• _TO DO_
Every line below that holds the word "updates" counts once; please tally them and give only the total.

• _SOURCE DATA_
PR #1844, opened 2021-03-23
Add check-for-updates to github.io

tobylane:
- Add the same check-for-updates file from corsixth.com to corsixth.github.io/CorsixTH.


TheCycoONE:
Thanks for doing this @tobylane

• _THE COMPLETED TASK_
2